Material for this task:

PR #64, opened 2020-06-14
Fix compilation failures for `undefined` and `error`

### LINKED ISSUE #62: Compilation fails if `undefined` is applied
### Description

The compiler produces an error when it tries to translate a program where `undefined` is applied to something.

* * *

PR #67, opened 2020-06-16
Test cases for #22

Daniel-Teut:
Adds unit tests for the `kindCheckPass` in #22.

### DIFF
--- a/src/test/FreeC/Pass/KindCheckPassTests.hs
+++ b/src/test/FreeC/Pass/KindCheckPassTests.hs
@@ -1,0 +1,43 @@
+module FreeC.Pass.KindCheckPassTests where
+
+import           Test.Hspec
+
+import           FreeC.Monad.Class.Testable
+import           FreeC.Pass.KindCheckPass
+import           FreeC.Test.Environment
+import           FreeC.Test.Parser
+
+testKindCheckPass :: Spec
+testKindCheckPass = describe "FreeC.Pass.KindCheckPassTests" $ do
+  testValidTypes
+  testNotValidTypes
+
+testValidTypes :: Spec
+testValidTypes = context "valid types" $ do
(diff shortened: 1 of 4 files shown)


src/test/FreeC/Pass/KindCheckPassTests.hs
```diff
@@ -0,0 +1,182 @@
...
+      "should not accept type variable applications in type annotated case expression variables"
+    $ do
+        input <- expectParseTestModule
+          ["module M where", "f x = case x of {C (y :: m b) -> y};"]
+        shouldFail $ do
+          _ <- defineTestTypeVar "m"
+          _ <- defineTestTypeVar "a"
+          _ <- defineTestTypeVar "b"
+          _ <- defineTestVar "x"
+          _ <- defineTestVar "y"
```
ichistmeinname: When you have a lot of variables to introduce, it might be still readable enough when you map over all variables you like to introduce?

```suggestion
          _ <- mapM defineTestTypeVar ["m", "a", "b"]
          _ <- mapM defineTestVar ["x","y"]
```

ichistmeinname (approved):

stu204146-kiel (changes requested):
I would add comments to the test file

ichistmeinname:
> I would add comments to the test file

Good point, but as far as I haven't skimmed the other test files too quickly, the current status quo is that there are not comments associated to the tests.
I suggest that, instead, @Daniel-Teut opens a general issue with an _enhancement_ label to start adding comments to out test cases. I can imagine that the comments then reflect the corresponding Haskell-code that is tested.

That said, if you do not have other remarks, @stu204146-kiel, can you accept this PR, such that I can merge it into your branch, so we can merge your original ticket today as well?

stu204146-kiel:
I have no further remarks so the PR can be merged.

--

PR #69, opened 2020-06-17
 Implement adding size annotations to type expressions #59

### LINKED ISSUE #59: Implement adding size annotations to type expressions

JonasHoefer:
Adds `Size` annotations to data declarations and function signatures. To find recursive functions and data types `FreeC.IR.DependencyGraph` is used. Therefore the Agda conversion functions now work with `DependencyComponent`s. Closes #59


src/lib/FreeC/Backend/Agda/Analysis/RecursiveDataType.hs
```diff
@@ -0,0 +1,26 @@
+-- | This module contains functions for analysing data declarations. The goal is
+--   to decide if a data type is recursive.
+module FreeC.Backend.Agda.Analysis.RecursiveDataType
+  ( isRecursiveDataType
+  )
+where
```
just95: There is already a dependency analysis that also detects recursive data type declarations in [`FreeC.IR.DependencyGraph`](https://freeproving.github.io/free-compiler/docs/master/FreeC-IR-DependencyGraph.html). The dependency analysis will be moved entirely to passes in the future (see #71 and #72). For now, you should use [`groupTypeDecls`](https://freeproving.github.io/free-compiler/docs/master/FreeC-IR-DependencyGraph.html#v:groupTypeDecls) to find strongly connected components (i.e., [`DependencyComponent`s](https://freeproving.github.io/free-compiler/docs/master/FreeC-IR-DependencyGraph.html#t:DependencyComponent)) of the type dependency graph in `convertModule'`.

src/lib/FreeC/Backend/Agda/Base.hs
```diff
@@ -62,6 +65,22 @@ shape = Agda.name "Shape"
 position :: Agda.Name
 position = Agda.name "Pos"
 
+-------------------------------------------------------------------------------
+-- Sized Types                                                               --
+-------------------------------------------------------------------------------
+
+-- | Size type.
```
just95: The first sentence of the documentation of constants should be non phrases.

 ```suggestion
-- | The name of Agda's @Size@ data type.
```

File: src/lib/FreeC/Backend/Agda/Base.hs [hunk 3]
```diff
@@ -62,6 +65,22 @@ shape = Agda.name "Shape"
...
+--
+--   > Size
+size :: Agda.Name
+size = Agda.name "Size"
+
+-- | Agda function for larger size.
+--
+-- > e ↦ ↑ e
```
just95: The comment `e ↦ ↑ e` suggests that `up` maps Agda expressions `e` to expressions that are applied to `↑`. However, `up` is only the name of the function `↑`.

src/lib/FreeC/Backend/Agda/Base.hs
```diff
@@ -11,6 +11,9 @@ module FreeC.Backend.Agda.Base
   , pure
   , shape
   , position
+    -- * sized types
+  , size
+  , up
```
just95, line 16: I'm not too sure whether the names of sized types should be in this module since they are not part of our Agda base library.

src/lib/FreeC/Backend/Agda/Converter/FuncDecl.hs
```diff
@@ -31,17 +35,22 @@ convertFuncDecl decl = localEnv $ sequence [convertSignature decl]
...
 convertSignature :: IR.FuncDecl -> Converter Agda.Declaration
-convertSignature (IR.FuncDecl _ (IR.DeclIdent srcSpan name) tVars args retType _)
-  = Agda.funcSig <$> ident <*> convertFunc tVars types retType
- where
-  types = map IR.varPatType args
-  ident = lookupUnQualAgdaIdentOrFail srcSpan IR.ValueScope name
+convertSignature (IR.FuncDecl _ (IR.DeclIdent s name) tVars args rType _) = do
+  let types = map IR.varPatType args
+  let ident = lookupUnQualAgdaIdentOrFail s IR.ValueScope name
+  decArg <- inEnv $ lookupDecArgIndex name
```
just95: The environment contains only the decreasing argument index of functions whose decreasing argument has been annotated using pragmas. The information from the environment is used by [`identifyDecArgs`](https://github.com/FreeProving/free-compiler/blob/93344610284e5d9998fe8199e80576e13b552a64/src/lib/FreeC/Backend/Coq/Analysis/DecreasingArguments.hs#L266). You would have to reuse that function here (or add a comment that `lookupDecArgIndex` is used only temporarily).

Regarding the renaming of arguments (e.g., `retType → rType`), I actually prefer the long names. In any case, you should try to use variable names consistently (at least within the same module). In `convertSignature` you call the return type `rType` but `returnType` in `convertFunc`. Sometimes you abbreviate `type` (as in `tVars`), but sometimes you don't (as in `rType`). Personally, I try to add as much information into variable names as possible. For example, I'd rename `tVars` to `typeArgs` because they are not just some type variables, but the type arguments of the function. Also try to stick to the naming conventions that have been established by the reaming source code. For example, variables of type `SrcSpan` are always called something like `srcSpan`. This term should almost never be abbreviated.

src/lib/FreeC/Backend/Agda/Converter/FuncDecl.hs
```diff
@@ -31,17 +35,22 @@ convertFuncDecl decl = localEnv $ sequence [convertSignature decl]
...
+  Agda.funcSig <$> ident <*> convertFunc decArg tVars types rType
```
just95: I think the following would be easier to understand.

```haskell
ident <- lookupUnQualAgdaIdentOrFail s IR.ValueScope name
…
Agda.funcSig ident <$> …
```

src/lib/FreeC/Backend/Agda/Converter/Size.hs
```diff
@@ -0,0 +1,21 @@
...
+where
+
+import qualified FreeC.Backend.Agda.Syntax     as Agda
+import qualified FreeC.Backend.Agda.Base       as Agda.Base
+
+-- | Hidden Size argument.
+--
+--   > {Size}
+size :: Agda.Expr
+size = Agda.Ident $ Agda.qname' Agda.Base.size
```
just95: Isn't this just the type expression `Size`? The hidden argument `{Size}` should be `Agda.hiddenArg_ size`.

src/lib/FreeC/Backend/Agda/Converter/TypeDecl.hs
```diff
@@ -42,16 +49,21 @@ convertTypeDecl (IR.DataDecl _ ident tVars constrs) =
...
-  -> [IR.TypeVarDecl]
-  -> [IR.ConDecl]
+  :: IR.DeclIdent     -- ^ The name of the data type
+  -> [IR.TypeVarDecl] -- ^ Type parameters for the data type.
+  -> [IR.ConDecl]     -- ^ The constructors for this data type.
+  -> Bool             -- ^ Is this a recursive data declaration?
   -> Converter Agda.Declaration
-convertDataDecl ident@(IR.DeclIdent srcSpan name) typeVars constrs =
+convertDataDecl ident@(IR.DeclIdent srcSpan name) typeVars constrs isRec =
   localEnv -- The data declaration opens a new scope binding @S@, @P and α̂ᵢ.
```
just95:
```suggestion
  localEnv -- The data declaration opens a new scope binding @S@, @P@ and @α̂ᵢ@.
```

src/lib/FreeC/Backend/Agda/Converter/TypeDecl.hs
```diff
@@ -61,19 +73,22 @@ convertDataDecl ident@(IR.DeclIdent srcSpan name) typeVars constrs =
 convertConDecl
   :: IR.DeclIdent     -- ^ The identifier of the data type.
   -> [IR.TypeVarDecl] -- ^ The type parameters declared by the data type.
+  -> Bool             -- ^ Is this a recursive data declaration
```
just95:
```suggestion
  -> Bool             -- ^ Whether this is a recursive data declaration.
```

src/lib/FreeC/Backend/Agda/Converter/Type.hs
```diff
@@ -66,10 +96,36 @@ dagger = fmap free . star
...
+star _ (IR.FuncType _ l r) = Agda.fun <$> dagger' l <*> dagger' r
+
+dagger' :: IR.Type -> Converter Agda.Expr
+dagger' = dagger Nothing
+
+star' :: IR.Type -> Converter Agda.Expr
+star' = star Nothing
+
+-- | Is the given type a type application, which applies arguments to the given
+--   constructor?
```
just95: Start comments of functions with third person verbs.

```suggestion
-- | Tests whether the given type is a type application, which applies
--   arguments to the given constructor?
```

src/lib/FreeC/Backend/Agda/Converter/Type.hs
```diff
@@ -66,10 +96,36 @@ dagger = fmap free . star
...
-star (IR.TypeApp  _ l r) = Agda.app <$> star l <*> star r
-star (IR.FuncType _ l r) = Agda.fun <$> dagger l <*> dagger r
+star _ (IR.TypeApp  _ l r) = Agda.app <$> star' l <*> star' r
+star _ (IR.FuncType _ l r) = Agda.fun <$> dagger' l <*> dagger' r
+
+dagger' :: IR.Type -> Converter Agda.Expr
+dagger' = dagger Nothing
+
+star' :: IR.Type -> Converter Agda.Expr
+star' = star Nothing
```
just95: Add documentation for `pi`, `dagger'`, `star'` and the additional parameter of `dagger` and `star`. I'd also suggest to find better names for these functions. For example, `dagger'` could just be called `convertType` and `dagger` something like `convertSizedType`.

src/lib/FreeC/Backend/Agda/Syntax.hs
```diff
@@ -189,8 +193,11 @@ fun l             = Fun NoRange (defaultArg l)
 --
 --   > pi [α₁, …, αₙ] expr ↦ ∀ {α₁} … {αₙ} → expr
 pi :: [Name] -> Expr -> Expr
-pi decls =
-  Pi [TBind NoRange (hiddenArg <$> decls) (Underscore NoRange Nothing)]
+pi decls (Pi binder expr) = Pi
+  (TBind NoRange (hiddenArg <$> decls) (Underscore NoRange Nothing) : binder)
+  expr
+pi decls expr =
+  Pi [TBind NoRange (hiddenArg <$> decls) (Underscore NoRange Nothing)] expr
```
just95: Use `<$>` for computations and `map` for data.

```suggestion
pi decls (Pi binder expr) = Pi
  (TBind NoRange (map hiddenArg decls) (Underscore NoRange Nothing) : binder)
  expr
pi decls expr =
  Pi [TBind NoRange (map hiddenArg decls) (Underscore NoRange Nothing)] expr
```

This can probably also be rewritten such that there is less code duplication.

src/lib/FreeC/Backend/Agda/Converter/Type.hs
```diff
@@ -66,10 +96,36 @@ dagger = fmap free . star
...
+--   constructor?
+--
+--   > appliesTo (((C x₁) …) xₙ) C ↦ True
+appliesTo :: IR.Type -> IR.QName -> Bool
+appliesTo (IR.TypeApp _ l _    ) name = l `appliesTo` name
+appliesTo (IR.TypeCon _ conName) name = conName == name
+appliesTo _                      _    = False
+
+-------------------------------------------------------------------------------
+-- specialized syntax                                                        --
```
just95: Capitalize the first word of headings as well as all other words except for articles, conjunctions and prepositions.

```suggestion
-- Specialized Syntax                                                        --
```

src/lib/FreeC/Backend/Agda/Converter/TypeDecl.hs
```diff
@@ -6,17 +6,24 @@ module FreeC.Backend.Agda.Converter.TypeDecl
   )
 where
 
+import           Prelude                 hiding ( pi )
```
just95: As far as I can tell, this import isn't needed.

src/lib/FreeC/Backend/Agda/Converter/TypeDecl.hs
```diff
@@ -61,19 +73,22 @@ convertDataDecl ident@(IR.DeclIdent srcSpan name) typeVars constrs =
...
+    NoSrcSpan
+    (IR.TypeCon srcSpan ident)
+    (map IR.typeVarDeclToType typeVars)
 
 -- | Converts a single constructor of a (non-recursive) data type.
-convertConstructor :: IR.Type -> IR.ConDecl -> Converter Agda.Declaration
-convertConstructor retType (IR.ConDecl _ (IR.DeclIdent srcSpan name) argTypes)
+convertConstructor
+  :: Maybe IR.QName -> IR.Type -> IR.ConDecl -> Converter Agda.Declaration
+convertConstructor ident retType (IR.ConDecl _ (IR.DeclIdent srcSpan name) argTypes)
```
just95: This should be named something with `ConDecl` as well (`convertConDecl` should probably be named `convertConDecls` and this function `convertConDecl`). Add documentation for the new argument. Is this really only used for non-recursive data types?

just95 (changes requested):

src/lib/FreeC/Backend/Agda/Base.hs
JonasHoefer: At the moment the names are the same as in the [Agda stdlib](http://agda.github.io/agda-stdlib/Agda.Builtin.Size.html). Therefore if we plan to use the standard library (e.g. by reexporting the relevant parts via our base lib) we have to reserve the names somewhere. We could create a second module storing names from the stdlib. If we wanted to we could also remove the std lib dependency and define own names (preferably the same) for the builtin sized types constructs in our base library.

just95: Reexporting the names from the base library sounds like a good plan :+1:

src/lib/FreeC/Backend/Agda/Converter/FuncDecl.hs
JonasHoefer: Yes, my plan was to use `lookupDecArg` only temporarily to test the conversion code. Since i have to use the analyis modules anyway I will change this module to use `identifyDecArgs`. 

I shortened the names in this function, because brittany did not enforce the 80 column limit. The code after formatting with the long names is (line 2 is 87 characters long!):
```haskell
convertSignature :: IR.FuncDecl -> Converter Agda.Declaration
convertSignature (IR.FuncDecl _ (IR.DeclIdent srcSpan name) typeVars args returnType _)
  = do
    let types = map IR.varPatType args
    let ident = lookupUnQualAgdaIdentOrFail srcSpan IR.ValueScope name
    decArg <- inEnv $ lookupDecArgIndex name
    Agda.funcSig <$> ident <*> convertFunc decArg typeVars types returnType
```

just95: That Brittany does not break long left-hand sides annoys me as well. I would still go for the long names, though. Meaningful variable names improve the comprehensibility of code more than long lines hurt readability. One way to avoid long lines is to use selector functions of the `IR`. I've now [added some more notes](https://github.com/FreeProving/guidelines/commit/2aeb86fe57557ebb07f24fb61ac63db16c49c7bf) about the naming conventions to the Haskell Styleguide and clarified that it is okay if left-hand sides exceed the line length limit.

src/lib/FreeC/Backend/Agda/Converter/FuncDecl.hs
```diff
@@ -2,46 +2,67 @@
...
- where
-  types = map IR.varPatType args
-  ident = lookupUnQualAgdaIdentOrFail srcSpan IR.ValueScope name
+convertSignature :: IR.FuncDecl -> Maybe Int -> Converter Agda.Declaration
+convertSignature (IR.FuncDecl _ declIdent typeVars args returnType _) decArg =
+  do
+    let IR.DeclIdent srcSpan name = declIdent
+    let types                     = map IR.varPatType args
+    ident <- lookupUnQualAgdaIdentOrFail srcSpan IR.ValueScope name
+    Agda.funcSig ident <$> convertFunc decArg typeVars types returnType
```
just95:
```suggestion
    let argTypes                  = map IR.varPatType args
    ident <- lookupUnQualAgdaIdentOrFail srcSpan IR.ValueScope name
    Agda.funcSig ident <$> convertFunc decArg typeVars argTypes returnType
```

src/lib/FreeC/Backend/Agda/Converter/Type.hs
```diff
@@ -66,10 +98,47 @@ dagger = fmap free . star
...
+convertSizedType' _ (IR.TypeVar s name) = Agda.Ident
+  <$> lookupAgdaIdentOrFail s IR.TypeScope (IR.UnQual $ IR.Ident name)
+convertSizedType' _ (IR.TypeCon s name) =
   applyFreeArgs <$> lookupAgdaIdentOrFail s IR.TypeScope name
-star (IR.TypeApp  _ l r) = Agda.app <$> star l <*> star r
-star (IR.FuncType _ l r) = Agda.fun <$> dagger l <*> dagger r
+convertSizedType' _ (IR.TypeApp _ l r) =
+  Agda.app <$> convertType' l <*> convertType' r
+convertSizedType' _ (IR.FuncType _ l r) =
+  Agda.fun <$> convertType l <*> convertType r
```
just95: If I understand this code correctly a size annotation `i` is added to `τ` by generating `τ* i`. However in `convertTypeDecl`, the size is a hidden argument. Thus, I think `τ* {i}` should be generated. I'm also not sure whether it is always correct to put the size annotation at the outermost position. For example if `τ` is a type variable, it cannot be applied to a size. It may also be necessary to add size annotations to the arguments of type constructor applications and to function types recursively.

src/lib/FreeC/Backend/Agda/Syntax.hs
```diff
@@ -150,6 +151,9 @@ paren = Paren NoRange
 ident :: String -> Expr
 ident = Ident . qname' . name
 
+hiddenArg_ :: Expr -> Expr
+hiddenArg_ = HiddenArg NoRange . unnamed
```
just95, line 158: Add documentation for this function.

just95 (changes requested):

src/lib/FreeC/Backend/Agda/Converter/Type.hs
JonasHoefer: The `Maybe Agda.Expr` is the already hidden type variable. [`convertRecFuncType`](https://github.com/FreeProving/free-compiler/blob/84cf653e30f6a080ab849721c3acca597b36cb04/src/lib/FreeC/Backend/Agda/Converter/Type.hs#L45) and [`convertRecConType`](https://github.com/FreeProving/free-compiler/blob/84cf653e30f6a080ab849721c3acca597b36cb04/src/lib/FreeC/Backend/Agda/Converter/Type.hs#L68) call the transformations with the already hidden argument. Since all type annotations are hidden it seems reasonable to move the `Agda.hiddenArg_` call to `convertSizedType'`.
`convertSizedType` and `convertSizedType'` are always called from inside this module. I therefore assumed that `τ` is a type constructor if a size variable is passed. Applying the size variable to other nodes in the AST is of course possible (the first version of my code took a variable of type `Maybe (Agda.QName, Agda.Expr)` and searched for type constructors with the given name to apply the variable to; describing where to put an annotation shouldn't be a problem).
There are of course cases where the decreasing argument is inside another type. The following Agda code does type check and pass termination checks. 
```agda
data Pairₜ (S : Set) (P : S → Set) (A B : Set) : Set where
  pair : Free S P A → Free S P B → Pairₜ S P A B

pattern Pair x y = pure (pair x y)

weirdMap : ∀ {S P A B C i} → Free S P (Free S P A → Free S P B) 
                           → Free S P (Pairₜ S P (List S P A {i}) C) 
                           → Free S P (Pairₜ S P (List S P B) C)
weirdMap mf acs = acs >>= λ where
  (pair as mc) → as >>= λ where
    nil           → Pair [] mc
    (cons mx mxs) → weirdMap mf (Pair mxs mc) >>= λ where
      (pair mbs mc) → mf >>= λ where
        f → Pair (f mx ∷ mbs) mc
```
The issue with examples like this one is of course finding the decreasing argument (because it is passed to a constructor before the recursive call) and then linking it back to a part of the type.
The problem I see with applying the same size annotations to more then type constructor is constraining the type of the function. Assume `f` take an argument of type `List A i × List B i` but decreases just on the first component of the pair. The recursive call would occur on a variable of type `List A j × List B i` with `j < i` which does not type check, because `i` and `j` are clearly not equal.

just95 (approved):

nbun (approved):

Instructions for the task:
Take the listing above and repeat exactly the lines from the one containing "PR #64, opened 2020-06-14" through the one containing "The compiler produces", both included.

Your solution:
PR #64, opened 2020-06-14
Fix compilation failures for `undefined` and `error`

### LINKED ISSUE #62: Compilation fails if `undefined` is applied
### Description

The compiler produces an error when it tries to translate a program where `undefined` is applied to something.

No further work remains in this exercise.